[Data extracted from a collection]
-- Opening Marker --

PR #2508, opened 2024-05-22
PCH Smart Linking: Remove Link Length option from the UI

vaurdan:
## Description
The Link Length option is actually not working in the upstream API, and therefore, it can be removed from the configurable settings in the UI.

This PR removes the option from the UI, and all the associated functions and parameters from the store. 

## Motivation and context
Declutter the UI from having options that do not affect the output.

## How has this been tested?
Tested locally, and validated that this feature is still working as expected, without this option present. 

image


acicovic (approved):
Thanks for working on this, looks good to me 🙂

PR #2510, opened 2024-05-30
Inject post ID into LD-JSON metadata

sanmai:
## Description
Injecting post IDs will let Parsely link back to the edit form of the post.

## Summary by CodeRabbit

- **New Features**
  - Added post ID field to metadata for better identification and tracking of posts.

- **Bug Fixes**
  - Ensured post IDs are correctly populated in metadata.

- **Tests**
  - Updated integration tests to verify the inclusion of post ID in the metadata.

### DIFF
--- a/src/Metadata/class-post-builder.php
+++ b/src/Metadata/class-post-builder.php
@@ -60,6 +60,7 @@ class Post_Builder extends Metadata_Builder {
 		$this->build_publisher();
 		$this->build_keywords( $this->post );
 		$this->build_metadata_post_times( $this->post );
+		$this->build_post_ids( $this->post );
 
 		return $this->metadata;
 	}
--- a/src/Metadata/class-metadata-builder.php
+++ b/src/Metadata/class-metadata-builder.php
@@ -688,4 +688,15 @@ abstract class Metadata_Builder {
 
 		return $all_values;
 	}
+
+	/**
+	 * Populates all the fields related to post ID.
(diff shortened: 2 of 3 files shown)


src/Metadata/class-post-builder.php
```diff
@@ -60,6 +60,7 @@ public function get_metadata(): array {
 		$this->build_publisher();
 		$this->build_keywords( $this->post );
 		$this->build_metadata_post_times( $this->post );
+		$this->build_post_ids( $this->post );
```
rebeccahum, line 63: Is it possible to pass in the post ID directly?

sanmai:
Closing in favor of https://github.com/Parsely/wp-parsely/pull/2511

src/Metadata/class-post-builder.php
sanmai: Thanks for the suggestion! I get where you're coming from, but I think it'll be better to stick with the current pattern of passing the `WP_Post` object around. Here's why:

- All our existing methods use WP_Post, so changing to post ID would break that pattern.
- Using WP_Post keeps all the post-related data and logic neatly contained. 
- If we ever need to pass related post IDs or additional post data, we'd add more methods, increasing the risk of breaking changes.

So it sounds like maintaining the current approach of working with `WP_Post` objects makes the codebase cleaner and easier to maintain. What do you think?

-- Closing Marker --

— Assignment —
An exact copy of all the records above is the required answer.

— Written answer —
PR #2508, opened 2024-05-22
PCH Smart Linking: Remove Link Length option from the UI

vaurdan:
## Description
The Link Length option is actually not working in the upstream API, and therefore, it can be removed from the configurable settings in the UI.

This PR removes the option from the UI, and all the associated functions and parameters from the store. 

## Motivation and context
Declutter the UI from having options that do not affect the output.

## How has this been tested?
Tested locally, and validated that this feature is still working as expected, without this option present. 

image


acicovic (approved):
Thanks for working on this, looks good to me 🙂

PR #2510, opened 2024-05-30
Inject post ID into LD-JSON metadata

sanmai:
## Description
Injecting post IDs will let Parsely link back to the edit form of the post.

## Summary by CodeRabbit

- **New Features**
  - Added post ID field to metadata for better identification and tracking of posts.

- **Bug Fixes**
  - Ensured post IDs are correctly populated in metadata.

- **Tests**
  - Updated integration tests to verify the inclusion of post ID in the metadata.

### DIFF
--- a/src/Metadata/class-post-builder.php
+++ b/src/Metadata/class-post-builder.php
@@ -60,6 +60,7 @@ class Post_Builder extends Metadata_Builder {
 		$this->build_publisher();
 		$this->build_keywords( $this->post );
 		$this->build_metadata_post_times( $this->post );
+		$this->build_post_ids( $this->post );
 
 		return $this->metadata;
 	}
--- a/src/Metadata/class-metadata-builder.php
+++ b/src/Metadata/class-metadata-builder.php
@@ -688,4 +688,15 @@ abstract class Metadata_Builder {
 
 		return $all_values;
 	}
+
+	/**
+	 * Populates all the fields related to post ID.
(diff shortened: 2 of 3 files shown)


src/Metadata/class-post-builder.php
```diff
@@ -60,6 +60,7 @@ public function get_metadata(): array {
 		$this->build_publisher();
 		$this->build_keywords( $this->post );
 		$this->build_metadata_post_times( $this->post );
+		$this->build_post_ids( $this->post );
```
rebeccahum, line 63: Is it possible to pass in the post ID directly?

sanmai:
Closing in favor of https://github.com/Parsely/wp-parsely/pull/2511

src/Metadata/class-post-builder.php
sanmai: Thanks for the suggestion! I get where you're coming from, but I think it'll be better to stick with the current pattern of passing the `WP_Post` object around. Here's why:

- All our existing methods use WP_Post, so changing to post ID would break that pattern.
- Using WP_Post keeps all the post-related data and logic neatly contained. 
- If we ever need to pass related post IDs or additional post data, we'd add more methods, increasing the risk of breaking changes.

So it sounds like maintaining the current approach of working with `WP_Post` objects makes the codebase cleaner and easier to maintain. What do you think?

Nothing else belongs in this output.